Optional real LLM judges:
pip install -e .[openai]
$env:OPENAI_API_KEY="..."
python -m redteam_eval_lab.cli --judge openai
python -m redteam_eval_lab.cli --judge openai-chat
python -m redteam_eval_lab.cli --judge openai-agents
pip install -e .[anthropic]
$env:ANTHROPIC_API_KEY="..."
python -m redteam_eval_lab.cli --judge anthropic
## Start Here
If you want the CodeCrafters-style path, read the stages in order:
1. [Stage 1 - Define the eval schema](stage_descriptions/01-define-eval-schema.md)
2. [Stage 2 - Add attack transforms](stage_descriptions/02-add-attack-transforms.md)
3. [Stage 3 - Build the runner](stage_descriptions/03-build-runner.md)
4. [Stage 4 - Add deterministic judges](stage_descriptions/04-add-deterministic-judges.md)
5. [Stage 5 - Add manual eval](stage_descriptions/05-add-manual-eval.md)
6. [Stage 6 - Add LLM-as-judge](stage_descriptions/06-add-llm-judge.md)
7. [Stage 7 - Add SDK adapters](stage_descriptions/07-add-sdk-adapters.md)

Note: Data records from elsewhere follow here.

PR #207, opened 2023-05-26
Use DESTDIR only during install target

rbgarga:
At least on FreeBSD ports framework, DESTDIR is only defined during install stages, what makes it impossible to set proper make environment variables.


bagder (approved):

bagder:
Thanks!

8. [Stage 8 - Ship reports and remediation](stage_descriptions/08-ship-reports.md)
Use the starter kit:
- [Python starter](challenge/starter/python/redteam_lab.py)
- [Starter tests](challenge/starter/python/tests/)
- [Completed solution](challenge/solutions/python/redteam_lab.py)
- [Completed code examples](docs/COMPLETED_CODE_EXAMPLES.md)
- [Grader](challenge/grader.py)
- [Reference implementation](src/redteam_eval_lab/)
Run a staged grader:
python challenge/grader.py --stage 01 --impl starter
python challenge/grader.py --stage 08 --impl solution
## Reference Implementation
The working implementation lives in [src/redteam_eval_lab](src/redteam_eval_lab).
Important files:
- [schemas.py](src/redteam_eval_lab/schemas.py) - risk, attack, testcase, finding, report
- [attacks.py](src/redteam_eval_lab/attacks.py) - prompt injection, base64, JSON injection, hidden markdown
- [agents.py](src/redteam_eval_lab/agents.py) - intentionally vulnerable toy agent
- [judges.py](src/redteam_eval_lab/judges.py) - deterministic, manual, OpenAI, Anthropic judges
- [llm_clients.py](src/redteam_eval_lab/llm_clients.py) - real OpenAI, Anthropic, and OpenAI Agents JSON clients
- [runner.py](src/redteam_eval_lab/runner.py) - orchestration loop
- [suites.py](src/redteam_eval_lab/suites.py) - sample risk/attack test cases
`AgentUnderTest` is a protocol/interface, so its `respond()` method is only a
contract. Concrete implementations include `ToyAgent` and `EchoAgent`; real
apps would provide an adapter around an SDK, local service, or deployed agent.
## Judge Design
Production systems rarely use just one judge:
Deterministic checks
-> schema validation
-> LLM judge
-> second judge for disputed cases
-> manual review
-> remediation tracking
| Judge | Use For | Strength | Weakness |
|---|---|---|---|
| Deterministic | Terms, schemas, tool-call permissions | Fast and stable | Misses nuance |
| LLM judge | Hallucination, grounding, policy adherence | Handles semantics | Costs money and can drift |
| Manual eval | Ambiguous or high-stakes findings | Best calibration source | Slow |
| Hybrid | Real production loops | Balanced | More system complexity |
## SDK Adapter Examples
The repo includes optional patterns for:
- OpenAI Agents SDK / OpenAI API
- Claude Agent SDK / Anthropic API
- pi-ai style model routing
- manual eval queues
The default test suite does not need API keys.
See:
- [Judge Design](docs/JUDGE_DESIGN.md)
- [SDK Adapters](docs/SDK_ADAPTERS.md)
- [Manual Eval Workflow](docs/MANUAL_EVAL_WORKFLOW.md)
- [Interview Prep Notes](docs/INTERVIEW_PREP.md)
## Interview Soundbite
## Public-Safety Boundary
This repo teaches the evaluation architecture without publishing private context. Keep real resumes, emails, interview prompts, meeting links, and private API keys out of the repo.